Using External Data in Data Matching

One of the things that data quality tools does is data matching. Data matching is mostly related to the party master data domain. It is about comparing two or more data records that does not have exactly the same data but are describing the same real world entity.

Common approaches for that is to compare data records in internal master data repositories within your organization. However, there are great advantages in bringing in external reference data sources to support the data matching.

Some of the ways to do that I have worked with includes these kind of big reference data:

identityBusiness directories:

The business-to-business (B2B) world does not have privacy issues in the degree we see in the business-to-consumer (B2C) world. Therefore there are many business directories out there with a quite complete picture of which business entities exists in a given country and even in regions and the whole world.

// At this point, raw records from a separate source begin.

PR #1078, opened 2022-08-21
universal e2e tests client

zamboney:
In order to test the communication between the `eyes-universal` and other platform (like `Python` or `Ruby` for example) this `client` will test the communication between `eyes-universal` (a.k.a. server) and a `client` (a.k.a. `nodejs` client).

This change is here to replace [this close](https://github.com/applitools/eyes.sdk.javascript1/pull/1010) pr that try to make this `client` as a standalone package.

Also adding a `stress tests` that use this `client` test.


js/packages/spec-driver-selenium/src/spec-driver.ts
```diff
@@ -3,7 +3,7 @@ import type {Size, Region, Cookie, DriverInfo, WaitOptions, ScreenOrientation} f
 import * as Selenium from 'selenium-webdriver'
 import * as utils from '@applitools/utils'
 
-export type Driver = Selenium.WebDriver & {__applitoolsBrand?: never}
+export type Driver = Selenium.WebDriver & {__serverUrl?: string} & {__applitoolsBrand?: never}
```
kyryloonufriiev, line 6: This should not be here in the type. Because it is user-facing thing

kyryloonufriiev (changes requested):

js/packages/spec-driver-selenium/src/spec-driver.ts
zamboney: ok so where it's should be? without it `tsc` break

kyryloonufriiev: You can skip declaring it because this is already a hack. So no need to pretend it is a real thing.
BTW if you really want to declare it you can declare it in the return value of the build function.

js/packages/spec-driver-selenium/src/spec-driver.ts
```diff
@@ -379,7 +379,10 @@ export async function build({selenium, ...env}: any): Promise<[Driver, () => Pro
       noProxy: proxy.bypass,
     })
   }
-  const driver = await builder.build()
+  const driver: Driver = await builder.build()
+  // this is for the nodejs client
+  // we want to expose the `serverUrl` without decalre it as part of the type
+  Object.defineProperty(driver, '__serverUrl', {get: () => url})
```
zamboney, line 385: @kyryloonufriiev
return the `serverUrl` value in the `build` function, meaning passing this value through the `nodejs` client. I think it's overhead and it makes the code less readable (IMO).
I think using `Object.defineProperty` to bind to the `driver` the `serverUrl` is a hacky solution but not as hacky as changing the `Driver` type.
WTYT.

kyryloonufriiev: I was thinking about something else. instead of return `[Driver, () => void]` - return `[Driver & {__serverUrl: string}, () => void]`. This way you don't change the user-facing `Driver` type and have all of the declarations you need during testing.

zamboney: Np will do on Sunday 😎

js/packages/spec-driver-selenium/src/spec-driver.ts
zamboney: @kyryloonufriiev done please take a look

js/packages/spec-driver-selenium/src/spec-driver.ts
zamboney: @kyryloonufriiev done please take a look, 10x

js/packages/spec-driver-selenium/src/spec-driver.ts
```diff
@@ -379,7 +381,9 @@ export async function build({selenium, ...env}: any): Promise<[Driver, () => Pro
       noProxy: proxy.bypass,
     })
   }
-  const driver = await builder.build()
+  const driver: Driver = await builder.build()
+  ;(driver as DriverWithServerUrl).__serverUrl = url
+  Object.defineProperty(driver, '__serverUrl', {get: () => url})
```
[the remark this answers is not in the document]
zamboney: my bad i will remove it

js/packages/spec-driver-selenium/src/spec-driver.ts
```diff
@@ -332,7 +333,8 @@ const browserOptionsNames: Record<string, string> = {
   chrome: 'goog:chromeOptions',
   firefox: 'moz:firefoxOptions',
 }
-export async function build({selenium, ...env}: any): Promise<[Driver, () => Promise<void>]> {
+
+export async function build({selenium, ...env}: any): Promise<[DriverWithServerUrl | Driver, () => Promise<void>]> {
```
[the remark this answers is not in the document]
zamboney: will do

js/packages/eyes-universal/src/socket.ts
```diff
@@ -16,12 +16,14 @@ export interface Socket {
...
-export function makeSocket(ws: WebSocket, {logger}: {logger?: Logger} = {}): Socket {
+export function makeSocket(ws?: WebSocket, {logger}: {logger?: Logger} = {}): Socket {
   let socket: WebSocket = null
   const listeners = new Map<string, Set<(...args: any[]) => any>>()
   const queue = new Set<() => any>()
 
-  attach(ws)
+  if (ws) {
+    attach(ws)
+  }
```
kyryloonufriiev, line 26: If you do this, that makes sense, you would probably want to remove  `if (!ws) return` from the `attach` function.

js/packages/eyes-universal/test/stress/run.sh
```diff
@@ -0,0 +1,26 @@
...
+
+done <<< "$(seq $1)"
+
+
+# wait for all pids
+for pid in ${pids[*]}; do
+    wait $pid
+done
+
+echo "stress test done"
```
kyryloonufriiev, line 26: It is hard for me to understand what exactly it is doing. Why did you choose to do it with bash and not js/ts?

kyryloonufriiev (approved):
Looks good to me!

A common approach is to first match your internal B2B records against a business directory and obtain a unique key for each business entity. The next step of matching business entities with that unique is a no brainer.

The problem is though that an automatic match between internal B2B records and a business directory most often does not yield a 100 % hit rate. Not even close as examined in the post 3 out of 10.

Address directories:

Address directories are mostly used in order to standardize postal address data, so that two addresses in internal master data that can be standardized to an address written in exactly the same way can be better matched.

A deeper use of address directories is to exploit related property data. The probability of two records with “John Smith” on the same address being a true positive match is much higher if the address is a single-family house opposite to a high-rise building, nursery home or university campus.

Relocation services:

A common cause of false negatives in data matching is that you have compared two records where one of the postal addresses is an old one.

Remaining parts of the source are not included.